Its only been a few years and she step out. At least my wife waited 7 years and could pull the neglect card. What kind of card can she play for treating you this way.


----------



## twotimeloser (Feb 13, 2011)

PLEASE tell me you told this guys wife. 

Just FYI, your marriage is shot. why? because you been with her from 18 yo, and now she is making up for her lost time. I couldnt count how many people i was with between 18-22 if i had YOUR fingers and toes.. and it is part of our sexual identity. 

Not all people do this, even if with someone since highschool. but when they do.. it ends up being : thighs open in the back seat at a home depot parking lot. Believe me, it is worse than that too, it always is.

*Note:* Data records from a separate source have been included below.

PR #1272, opened 2021-09-17
Modifying relay candidate will change to prflx candidate in a specifi…

ZhaoJianliuser:
…c network environment, resulting in the problem of being unable to connect

*Issue #, if available:*

Modifying relay candidate will change to prflx candidate in a specific network environment, resulting in the problem of being unable to connect.

*Description of changes:*
The simplest way is to modify only non relay candidate to the prflx type .

### DIFF
--- a/src/source/Ice/IceAgent.c
+++ b/src/source/Ice/IceAgent.c
@@ -2574,7 +2574,9 @@ STATUS iceAgentCheckPeerReflexiveCandidate(PIceAgent pIceAgent, PKvsIpAddress pI
         CHK(pIceCandidate == NULL, retStatus); // return early if duplicated
 
         findCandidateWithSocketConnection(pSocketConnection, pIceAgent->localCandidates, &pLocalIceCandidate);
-        pLocalIceCandidate->iceCandidateType = ICE_CANDIDATE_TYPE_PEER_REFLEXIVE;
+		if (pLocalIceCandidate->iceCandidateType != ICE_CANDIDATE_TYPE_RELAYED) {
+			pLocalIceCandidate->iceCandidateType = ICE_CANDIDATE_TYPE_PEER_REFLEXIVE;	
+		}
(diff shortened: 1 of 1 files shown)


ZhaoJianliuser:
> …c network environment, resulting in the problem of being unable to connect
> 
> _Issue #, if available:_
> 
> Modifying relay candidate will change to prflx candidate in a specific network environment, resulting in the problem of being unable to connect.
>

MushMal (approved):
Looks OK. Is there any scenario that we might be breaking with this?

ZhaoJianliuser:
> Looks OK. Is there any scenario that we might be breaking with this?

Like a scene I just met, the turn server is deployed in the company intranet,and configure EIP for external camera to access. The camera obtains the relay candidate through the allocation request, at this time, the relay candidate's address is the EIP,  but the app is on the company intranet, when the camera sends a binding request through the relay for connection check, the turn server address seen by the app is intranet address,which is diffrent from the EIP.


Another note is that I disabled the UDP protocol on the router connected to the camera, so that successful connection must be the relay candidate of the TLS protocol. After I made such modifications, I can connect normally.

MushMal:
> > Looks OK. Is there any scenario that we might be breaking with this?
> 
> Like a scene I just met, the turn server is deployed in the company intranet,and configure EIP for external camera to access. The camera obtains the relay candidate through the allocation request, at this time, the relay candidate's address is the EIP, but the app is on the company intranet, when the camera sends a binding request through the relay for connection check, the turn server address seen by the app is intranet address,which is diffrent from the EIP.
> 
> Another note is that I disabled the UDP protocol on the router connected to the camera, so that successful connection must be the relay candidate of the TLS protocol. After I made such modifications, I can connect normally.

@hassanctech can you also comment on this? Last time I checked the code was a while back. From what I see, this shouldn't impact the existing scenarios.

Issue #1284, opened 2021-10-01
[FEATURE] Flag to build without Signaling service / libwebsocket


kev-the-dev:
**Is your feature request related to a problem? Please describe.**

When packaging this library for other build systems (bazel, for example), the largest complexity has been seen in bundling libwebsockets, which requires lots of cmake custom work with generated headers and custom flags set by kinesis. libwebsockets is not used by the part of the library which implements [the webrtc spec](https://www.w3.org/TR/webrtc/), but only in parts implementing websocket-based Kinesis Signaling service. 

For applications which use a different transport to carry signaling messages (both for Kinesis or the much broader set of applications which use webrtc and lead to a larger community who can contribute to this library), building in libwebsockets and  the signaling service code is unnecessary and introduces significant build complexity and surface area for bugs.

**Describe the solution you'd like**

Add a cmake / compiler flag `-DNO_SIGNALING_SERVICE` (undefined / unset by default), which, when set by user's custom build systems or when invoking cmake, build without libwebsockets and the Signaling code.

**The main request is accepting a small <10 line patch I developed which places lines related to Signaling/websockets behind `#ifndef NO_SIGNALING_SERVICE`.** This has no impact on current functionality, but allows users to much easier use this library with non-cmake build systems and custom signaling systems and transport methods.

**Describe alternatives you've considered**

* Separating Signaling service code into a separate library, so that this library is strictly an implementation of the webrtc sepc. This is a much larger refactor, and is presumably in conflict with the goals of the authors/maintainers

**Additional context**

Somewhat related to #1235

PR #1285, opened 2021-10-01
Add compiler flag to not build signaling service / libwebsockets

kev-the-dev:
*Issue #, if available:*
#1284 

*Description of changes:*

Add a compiler flag (unset by default) which will disable certain components which require libwebsocket (namely the Signaling service code). On its own, it allows users to manually set this flag to build without these components for projects which struggle to integrate libwebsockets (using different architectures or build systems, for example).

It is intended as part of future work to add this to the CMake environment as well.


src/source/Include_i.h
```diff
@@ -149,11 +151,16 @@ STATUS generateJSONSafeString(PCHAR, UINT32);
 #include "Rtp/Codecs/RtpH264Payloader.h"
 #include "Rtp/Codecs/RtpOpusPayloader.h"
 #include "Rtp/Codecs/RtpG711Payloader.h"
+#include <poll.h>
```
MushMal, line 154: Where is this being used? Do you need it?

MushMal (commented):
Great idea! A comment about poll.h inclusion

src/source/Include_i.h
kev-the-dev: Yes, it doesn't compile without this change, as things like `pollfd` won't be defined in the include chain (when `-DNO_SIGNALING_SERVICE` is set. I assume this is something that is currently included by libwebsockets. I want to check about cross-platform concerns here (if libwebsockets simply included `poll.h` or if there is cross-platform polyfil)

kev-the-dev: To help me out, can I assume the CI will check for me if this is an issue for supported platforms? Or are there are some manual checks I may need to do for things like windows support (is windows supported?)?

MushMal: > To help me out, can I assume the CI will check for me if this is an issue for supported platforms? Or are there are some manual checks I may need to do for things like windows support (is windows supported?)?

Your build seem to have passed the checks which means that the target platforms in Travis CI have build and run OK.

@disa6302 could you comment on this please?

disa6302: @kev-the-dev , we still do support Windows. The reason the test is disabled is because some manual steps did not work in CI. With the manual steps for Windows highlighted [here](https://github.com/awslabs/amazon-kinesis-video-streams-webrtc-sdk-c#cmake-arguments), we would want this patch to work on Windows as well.

disa6302:
Thank you @kev-the-dev , 

We will merge this PR once we get a chance to test it out on Windows.

Issue #1300, opened 2021-10-15
[CONTRIBUTION]fix compile error: ‘POLLIN’ undeclared 


bigcat26:
PLEASE ADD THE APPROPRIATE TAG TO ALLOW BUCKETIZATION OF THE SOLUTIONS. IF THE TAG IS NOT AVAILABLE, DO NOT WORRY, WE WILL TAKE CARE OF IT!

** Describe the issue you are trying to solve **

fix compile errors cause by not including "poll.h":

```text
invalid use of undefined type ‘struct pollfd’
ConnectionListener.c:223:50: error: ‘POLLIN’ undeclared 
```

** Details of the changes **

add #include <poll.h> to Include_i.h

** Test cases **

** Additional context **

PR #1301, opened 2021-10-15
#1300 fix compile errors cause by not including "poll.h"

bigcat26:
*Issue #1300 

*Description of changes:*

add #include <poll.h> to Include_i.h


kev-the-dev:
Interesting overlap with #1285. Can you expand on the conditions in which you needed this? Are you using the normal CMake workflow?

PR #1314, opened 2021-10-29
log response, particularly in case of failure

hassanctech:
*Issue #, if available:*

*Description of changes:*

For example before if the request signature was too old we should just swallow that error and manifest as a timeout 0x0000000f in the sync call.  Now we have logging to indicate what the error is, for example:

```
2021-10-29 14:50:08 WARN    lwsHttpCallbackRoutine(): Received client http read response:  {"message":"Signature expired: 20211029T144008Z is now earlier than 20211029T144508Z (20211029T145008Z - 5 min.)"}
```

In this instance I tried to submit the API call 10 minutes after the time was set in the request header.

### DIFF
--- a/src/source/Signaling/LwsApiCalls.c
+++ b/src/source/Signaling/LwsApiCalls.c
@@ -111,7 +111,7 @@ INT32 lwsHttpCallbackRoutine(struct lws* wsi, enum lws_callback_reasons reason, 
             lwsl_hexdump_debug(pDataIn, dataSize);
 
             if (dataSize != 0) {
-                CHK(NULL != (pLwsCallInfo->callInfo.responseData = (PCHAR) MEMALLOC(dataSize)), STATUS_NOT_ENOUGH_MEMORY);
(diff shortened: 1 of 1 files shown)


jdelapla (dismissed):

src/source/Signaling/LwsApiCalls.c
```diff
@@ -111,9 +111,15 @@ INT32 lwsHttpCallbackRoutine(struct lws* wsi, enum lws_callback_reasons reason,
             lwsl_hexdump_debug(pDataIn, dataSize);
 
             if (dataSize != 0) {
-                CHK(NULL != (pLwsCallInfo->callInfo.responseData = (PCHAR) MEMALLOC(dataSize)), STATUS_NOT_ENOUGH_MEMORY);
+                CHK(NULL != (pLwsCallInfo->callInfo.responseData = (PCHAR) MEMALLOC(dataSize+1)), STATUS_NOT_ENOUGH_MEMORY);
```
disa6302, line 114: Why this change?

Tell me you told his wife. Hell, if you dont, i will. I am all about forgiveness brother, but this time let God do the forgiving and you do the running.


----------



## FLIPPER1966 (Mar 13, 2011)

YEP SORRY YOUR ON HERE TOO. SOUNDS LIKE SHE JUST MET A NICE GUY WHO SHE COULD USE. YA SHE USED YOU. BACK HEN SHE WAS A TEEN GROWING UP SHE PROBABLY DATED ALOT OF JERKS AND ANYONE THATS A NICE GUY SOMETIMES WINDS UP WITH ONE OF THESE TYPE WOMEN. PROBABLY IF YOU WERE TO THINK ON THINGS YOU MIGHT HAVE RECALLED HER ACTING PECULIAR AT TIMES EVEN DURING YOUR 1ST 7 YEARS , MAYBE EVEN DURING THE 2 YR COURTSHIP (ENGAGEMEMNT) 
YOU SAID AND I QUOTE :"Long story short I popped in the washroom to give her a hug and kiss and let her know that I loved her.. as soon as I opened the door abruptly she looked very shaken up and said "oh my god you scared me" but was frantically looking at her phone and soon I came to find that she was deleting txt messages.. 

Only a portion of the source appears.